There have been a few pawpaws on my young trees for three or four years, but never as many as this year. Every summer I look forward to eating them, but something always beats me to it. In the past four years I have eaten exactly one pawpaw. All the others disappear just as they’re about to get ripe. Pawpaws won’t ripen off the tree so there’s no point in picking them green and waiting.

Last year I went to the Extension Service for advice. They sympathized and gave me some thick waxed bags to tie over each green fruit while still on the tree. The animals said, “Oh, look, cute little bags to carry our pawpaws in!” and scurried away with armloads of ripe fruit.

This year I have enjoyed three pawpaws so far and will keep a close watch on my trees. Apparently, an electric fence is the surest way to keep animals from raiding a pawpaw patch, but I’m not going that far.

Members of the Garden Club of Danville visited the University of Kentucky’s experimental pawpaw orchard in Lexington back in 2015. That’s where I tasted my first pawpaw and resolved to plant my own patch. Nobody said anything then about competition from marauding animals. I’m just hoping the harvest will be so bountiful this year that they’ll share with me.

Pawpaw, Asimina triloba, is the largest native fruit in North America. Native Americans ate pawpaws and they were an important food source for the colonists in late summer. The trees grow in 26 states in the east and Midwest, mostly in the wild.

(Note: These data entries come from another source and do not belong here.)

PR #218, opened 2026-09-08
Isolate retained broker sections from C20 crash

djibian:
## Scope

Bounded #87 C21 research after the settled C20 reproducibility result.

C20 established on exact candidate `f6a7bb7fa7db44c081bbd007b1dc0cd0af328776` that the C19 broker-object association reproduces in both fresh Xvfb session orders while the standalone baseline remains successful. C21 now executes the pre-registered next discriminator from #87: whether otherwise-unreferenced code/data retained from the exact frozen C10 broker translation unit is necessary for the Qt/XCB crash class.

The candidate preserves the exact C20/C19 standalone `QApplication` source and pinned Webots R2025a runtime/Qt/XCB closure, exact forced `libController.so`, same staged executable path/argv, software rendering and unchanged QPA/DISPLAY. It fetches the exact frozen broker sources from `fa78eb7dc8fd423abfd7e656a3bbf8c3e7e26c1c` and verifies the three proven blob identities.

The control source and broker translation unit are each compiled once with `-ffunction-sections -fdata-sections`, then linked as:
- A: sectioned standalone control only, normal link;
- B: exact control + exact broker object, normal link;
- C: exact same objects and library order as B, changing only `--gc-sections` plus output-only link-map evidence.

Before execution classification, B must retain the broker provider symbol class and frozen `QT_APP_INITIALIZED` marker, while C must prove those provider symbols/marker absent after dead-section collection. A/C/B then run from the same staged path in one fresh Xvfb session, with B last so its intended crash cannot perturb C.

Pre-registered discriminator:
- A succeeds, B reproduces exact Qt/XCB `SIGSEGV`/139, C succeeds after proven dead-section elimination -> `C21_DEAD_SECTIONS_NECESSARY`;
- A succeeds, B reproduces exact crash, C still reproduces it after proven provider-symbol/marker elimination -> `C21_SURVIVES_GC`;
- failed controls/removal proof, different fatal class or any other outcome -> UNPROVEN.

No Controller API, `wb_robot_init()`, broker/provider construction, `QFileDialog`, debugger, QPA/DISPLAY change or product file operation. Research-only. Preserve the exact settled result on #87 and close without merge.

Refs #87.

PR #219, opened 2026-09-08
Stabilize student UI tooltip hover oracle

djibian:
## Problem

Canonical C21 run `34186940578` exposed a recurrent false-negative in the unchanged `Runtime suite / student-ui` oracle. Attempt 1 (`101937095661`) and failed-jobs attempt 2 (`101937941390`) both reached the real Blockly UI but failed at the same boundary: the repeat-block tooltip never became observable after `Escape` closed the preceding real direction dropdown. The exact same unchanged student-UI suite passed moments earlier on canonical C20 run `34185240716` (`101932174289`), and the C21 change itself is confined to a branch-gated Webots workflow step.

The failure mechanism is a UI-event race in the probe: it waited a fixed 200 ms after closing the dropdown, then hovered a hit-tested repeat-block coordinate captured *before* the dropdown had opened. If the transient Blockly widget overlay still owns that coordinate when the synthetic mouse move occurs, the overlay can consume the entry event; once it disappears, the pointer is already stationary over the block and no real block hover is generated.

## Fix

Preserve the existing tooltip product oracle and its 5 s observation bound. Change only the interaction preparation:
- after `Escape`, poll the existing real-overlay observation until the non-tooltip dropdown/widget overlay is actually closed, failing explicitly if it does not close within 2 s;
- re-evaluate the existing real rendered-block hit test after closure;
- hover that fresh repeat-block point;
- keep the same requirement that a non-empty, non-English real tooltip becomes visible within the original 5 s bound.

This does not weaken the product property, extend its tooltip timeout, fabricate a tooltip, or bypass real Blockly/Webots interaction. It removes a stale-coordinate/transient-overlay race in the evidence harness.

Refs #218.

### DIFF
--- a/experiments/runtime-v2-student-ui/probe.py
+++ b/experiments/runtime-v2-student-ui/probe.py
@@ -344,8 +344,23 @@ def main():
         if expected not in menu_text:
             raise RuntimeError('real direction dropdown lacks '+expected+': '+menu_text)
     c.screenshot(screenshot.with_name('direction-menu-1366x768.png'))
-    c.key('Escape'); time.sleep(.2)
-    c.hover(rendered['repeatRect'])
+    c.key('Escape')
+    blocking_overlay=[]
+    overlay_end=time.time()+2.0
+    while time.time()<overlay_end:
+        blocking_overlay=[
+            entry for entry in c.eval(VISIBLE_OVERLAY)
+            if 'tooltip' not in entry['className'].lower() and entry['text'].strip()
+        ]
+        if not blocking_overlay: break
+        time.sleep(.05)
+    if blocking_overlay:
+        raise RuntimeError('direction dropdown overlay did not close before tooltip hover: '+json.dumps(blocking_overlay,ensure_ascii=False))
+    # Re-hit-test after the dropdown has actually closed. A stale pre-menu
+    # coordinate can remain under the transient widget overlay, causing the
+    # synthetic mouse move to be consumed without ever entering the real block.
+    repeat_after_close=c.eval(RENDER_LOCALE)
+    c.hover(repeat_after_close['repeatRect'])
     tooltip=[]
     end=time.time()+5.0
     while time.time()<end:
--- a/experiments/runtime-v2-student-ui/probe.py
+++ b/experiments/runtime-v2-student-ui/probe.py
@@ -150,6 +150,23 @@ RENDER_LOCALE=r'''(() => {
  };
 })()'''
 
+REPEAT_HOVER_RECT=r'''(() => {
+ const repeat=workspace.getBlocksByType('controls_repeat_ext',false)[0];
+ if(!repeat)throw new Error('rendered repeat block missing for hover');
+ const repeatRoot=repeat.getSvgRoot();
+ if(!repeatRoot)throw new Error('rendered repeat SVG root missing for hover');
+ const rb=repeatRoot.getBoundingClientRect();
+ for(let y=Math.ceil(rb.top)+2;y<Math.floor(rb.bottom);y+=4){
+   for(let x=Math.ceil(rb.left)+2;x<Math.floor(rb.right);x+=4){
+     const hit=document.elementFromPoint(x,y);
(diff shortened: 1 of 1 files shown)


djibian (commented):
NO_GO b19c7a2c8c934b9135a3e2ce6b81f2228dd1cd68

The proposed race repair preserves the 5 s tooltip oracle and correctly waits for the transient Blockly overlay to close, but its fresh hit test is not read-only. It calls `c.eval(RENDER_LOCALE)` a second time after closing the dropdown. `RENDER_LOCALE` begins by calling `Blockly.Xml.domToWorkspace(..., workspace)`, so this evidence-harness step inserts another set of locale-evidence blocks into the real workspace merely to obtain a new repeat-block coordinate.

That creates an avoidable workspace mutation in the middle of the oracle and can perturb the subsequent real profile/flyout checks. It also means the fix is not bounded to interaction preparation as claimed.

Smallest repair boundary: keep the overlay-close polling and the original non-empty/non-English 5 s tooltip requirement, but replace the second `RENDER_LOCALE` invocation with a dedicated read-only repeat-block hit-test expression that only locates the existing `controls_repeat_ext` SVG root and returns a current `elementFromPoint`-validated hover rectangle. Do not call `domToWorkspace` or otherwise mutate Blockly state during that re-hit-test.

djibian (commented):
GO bda4a2aaf2011c986b5e25346eb648c78192a35c

Independent review accepts the exact Ready repair.

The prior `NO_GO b19c7a2c8c934b9135a3e2ce6b81f2228dd1cd68` is resolved on this HEAD: the post-dropdown re-hit-test is now a dedicated read-only `REPEAT_HOVER_RECT` expression. It locates the already-rendered `controls_repeat_ext` block and performs only `getSvgRoot()`, geometry and `elementFromPoint` inspection; it does not call `domToWorkspace` or otherwise mutate Blockly state.

The repair remains bounded to evidence interaction preparation:
- the direction overlay is observed closed before hover;
- a fresh real hit-tested coordinate is acquired only after closure;
- the existing real hover interaction is preserved;
- the tooltip must still become visible and non-empty within the unchanged 5 s bound and must remain non-English;
- no product/runtime source or semantic oracle is weakened.

Canonical Ready `CI Gate` run `34187634969` (#671) completed success on this exact HEAD. In particular, `Runtime suite / student-ui` job `101939105748` completed success through the real styled Zelos Robot Window and its follow-on visual/AST/keyboard validation, while the full selected matrix completed without a failing job.

This is a CI-evidence stabilization only; it establishes no new product behavior.

djibian (commented):
GO bda4a2aaf2011c986b5e25346eb648c78192a35c

Independent review accepts this exact Ready candidate.

The prior NO_GO on b19c7a2c8c934b9135a3e2ce6b81f2228dd1cd68 is resolved. That finding was specifically that the post-dropdown fresh hit test called RENDER_LOCALE again and therefore mutated the real Blockly workspace through domToWorkspace. This HEAD replaces that second mutation with REPEAT_HOVER_RECT, a read-only query that obtains the existing controls_repeat_ext SVG root, re-hit-tests the current rendered geometry through elementFromPoint, and returns only a fresh hover point.

The repair remains bounded to evidence interaction preparation:
- Escape still closes the real direction dropdown;
- the probe now polls the existing real-overlay observation for at most 2 s and fails explicitly if a non-tooltip widget/dropdown remains;
- no tooltip timeout is extended: the original 5 s non-empty/non-English real-tooltip oracle is unchanged;
- no fabricated tooltip, bypass, product UI change, or Blockly workspace mutation is introduced by the fresh hit test;
- the later profile/flyout and AST assertions therefore still execute against the intended workspace state.

Canonical Ready CI Gate run 34187634969 completed success on this exact HEAD; Runtime suite / student-ui job 101939105748 passed the real Webots/Blockly interaction, and final CI Gate job 101939756438 succeeded.

This fixes the demonstrated stale-coordinate/transient-overlay race in the test harness without weakening the product property.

How did Americans forget about this tasty fruit? When we stopped going to the woods for food, the pawpaw was left behind. The aromatic but fragile fruit has a short shelf life, which is why you won’t see them in your average grocery store. They can sometimes be found in late summer at farmers markets and will keep about a week in the refrigerator.

Pawpaws are rich in minerals and Vitamin C. The yellow to orange flesh may be eaten raw, made into ice cream, substituted for bananas in baking, or used as a custard pie filling. Most people say it tastes like a blend of banana custard and mango.

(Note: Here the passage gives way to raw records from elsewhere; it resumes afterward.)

PR #224, opened 2026-09-08
C26 isolate QCoreApplication::self COPY versus GOT binding

djibian:
Research-only C26 discriminator for #87. Do not merge; preserve the exact settled result durably on #87, then close without merge.

Pre-registration: #87 issue comment 5583763904.

Bounded claim: distinguish whether the `QCoreApplication::self` COPY relocation/data-interposition class is required relative to a GOT-bound reference to the same Qt data symbol, while preserving the settled C25 controls and pinned R2025a closure.

This PR is opened Draft for review of the exact current branch state before it is offered as a stable research candidate.

### DIFF
--- a/tools/ci/prepare_crazyflie_runtime_wwi.py
+++ b/tools/ci/prepare_crazyflie_runtime_wwi.py
@@ -143,9 +143,9 @@ script = r'''
 html_path.write_text(html + '\n' + script, encoding='utf-8')
 print('Prepared Blockly Robot Window runtime WWI harness.')
 
-if os.environ.get('GITHUB_HEAD_REF') == 'research/firefox-c25-direct-self':
+if os.environ.get('GITHUB_HEAD_REF') == 'research/firefox-c26-copy-vs-got':
     subprocess.run(
-        ['bash', str(ROOT / 'tools/ci/run_firefox_c25_qcore_self_copy.sh')],
+        ['bash', str(ROOT / 'tools/ci/run_firefox_c26_copy_vs_got.sh')],
         cwd=ROOT,
         check=True,
     )
--- a/tools/ci/prepare_crazyflie_runtime_wwi.py
+++ b/tools/ci/prepare_crazyflie_runtime_wwi.py
@@ -1,5 +1,7 @@
 #!/usr/bin/env python3
 import json
+import os
+import subprocess
 from pathlib import Path
 
 ROOT = Path(__file__).resolve().parents[2]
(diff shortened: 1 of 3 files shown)


djibian (commented):
NO_GO 52e15ca97048ccee7b15e885952292c494526edc

The exact C26 pre-registration on #87 requires A/I/K/F to be compared under one `--no-relax` link closure so K's GOTPCREL reference cannot be silently relaxed while the COPY-vs-GOT mechanism is being isolated. This candidate does not pass `-Wl,--no-relax` to K, and A/I/F are reused from the settled C25 build without that flag. The static `! R_X86_64_COPY` check on K can fail closed if relaxation produces COPY, but it does not implement the pre-registered controlled comparison; a successful K classification would therefore not establish the stated C26 discriminator under the registered boundary.

Smallest repair: rebuild all C26 comparison arms A, K, I and F from the same settled C25 objects with identical `--gc-sections --no-relax` linkage (changing only the intended root/object per arm), preserve the existing exact static relocation/root/DT_NEEDED checks, and classify only after A/I/F reproduce their settled controls under that common closure. Do not alter QPA/DISPLAY or product behavior.

djibian (commented):
NO_GO 6e7d186c3410c775cbf8c73a0a61bf2b56c3087f

The common `--no-relax` linkage now repairs the prior finding, but the exact pre-registration on #87 also requires the structural controls to fail closed on the *absence* of the broader metaobject path and on A having no `QCoreApplication::self` dynamic relocation at all. This HEAD only checks `qobject_cast<QApplication*>` and `R_X86_64_COPY.*QCoreApplication::self`; it never rejects `QApplication::staticMetaObject` retention/COPY in A/I/K/F, and A would still pass if `QCoreApplication::self` appeared through a non-COPY dynamic relocation.

That leaves the discriminator under-characterized: K could be classified as a clean GOT-only self binding even if an unintended `QApplication::staticMetaObject` relocation survived, and A could cease to be the registered no-self-binding control without the oracle noticing.

Smallest repair: preserve the current link/runtime setup, add an exact `QApplication::staticMetaObject` relocation/root negative oracle for A/I/K/F (especially K), and require A's relocation table to contain no `QCoreApplication::self` reference of any relocation type. Then re-offer a new exact HEAD; do not alter QPA/DISPLAY or runtime semantics.

djibian (commented):
GO 56176deae3abd6c8b8f4301aa6aa3f695d420660

Independent review against #87 pre-registration 5583763904 and the current-main V4 contract. The two prior refutations are resolved on this exact HEAD: all A/K/I/F comparison arms are rebuilt under the common `--gc-sections --no-relax` closure; A now rejects any `QCoreApplication::self` relocation; A/K/I/F reject the broader `QApplication::staticMetaObject` path; K proves the same-symbol GOT/dynamic binding with no COPY while preserving the direct DT_NEEDED closure and excluding provider/QCore/metaobject roots.

Exact-head canonical CI run 34216842324 completed successfully. Its `crazyflie-runtime-wwi` job reproduces the C25 controls, then records A=QAPPLICATION_OK/0, K=QAPPLICATION_OK/0, I=Qt/XCB SIGSEGV/139, F=Qt/XCB SIGSEGV/139 and `DIAGNOSTIC_RESULT=C26_COPY_RELOCATION_REQUIRED_RELATIVE_TO_GOT`. This matches pre-registered outcome 1. No product fix or Firefox same-file semantics are inferred.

The best thing you can do with a ripe pawpaw is slice it in half and scoop it out with a spoon or just slurp it up from the peel, spitting out the large, hard seeds, which can be toxic if eaten.

With the local foods movement and a return to regional cuisine, interest is growing in pawpaws. Several universities are testing varieties for the best flavor and longest shelf life, hoping to make them a cash crop. Kentucky State University in Frankfort has the largest pawpaw research program in the country.

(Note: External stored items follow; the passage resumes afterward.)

PR #229, opened 2026-09-08
Split S3 vertical-veto diagnostics without retuning

djibian:
Lab-only #70 evidence preparation after physical checkpoint #180 refuted the scalar S3 classifier.

The retained attachment is not consumable through the available machine path, so this implements the already documented smallest fallback discriminator: preserve the exact existing vertical-veto boolean and every threshold/persistence constant, but split `surfReason` into VZ-only, barometer-only, and both-veto codes. A pre-registered props-off decision table is included.

No Runtime v2 change, no estimator-structure change, no `rangeUp`, no threshold/barometer/ToF retuning, no motor authority, and no checkpoint request while #226 remains open.

Research/Lab candidate only; it does not authorize merge into product behavior or motorized testing.

### DIFF
--- a/experiments/crazyflie-ukf-surface-range/S3_VETO_DISCRIMINATOR.md
+++ b/experiments/crazyflie-ukf-surface-range/S3_VETO_DISCRIMINATOR.md
@@ -1,0 +1,48 @@
+# S3 veto discriminator — props-off, reason split only
+
+## Purpose
+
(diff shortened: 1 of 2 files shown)


djibian (commented):
GO 8229971bc44c5eb2ed19aa293a0b81de0df36479

Independent review finds the Lab-only discriminator preserves the existing S3 veto boolean and frozen thresholds/persistence while splitting only the emitted reason code into VZ/BARO/BOTH. The exact upstream/applicator context is fail-closed and idempotent, the pre-registered decision table matches the durable #70 causal boundary, and no Runtime, estimator-structure, rangeUp, tuning, motor authority, or checkpoint expansion is introduced.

For gardeners, the trees make an intriguing addition to the landscape. In early spring, their small purplish-brown flowers bloom on the bare branches, attracting pollinators. The large, tropical-looking leaves are rich green all summer and turn buttery yellow in the fall. The dropped fruit is messy if left on the ground, so they are best planted away from the house.

Like blueberries, pawpaws are not self-fertile, which means different varieties must be planted together to ensure fruit. Young trees are still not easy to find in local nurseries, but you may find them at a farmers market or native plant nursery.

If you have enough room and the desire to feed local wildlife, I recommend a small pawpaw patch. Who knows?  You may even get to taste one yourself.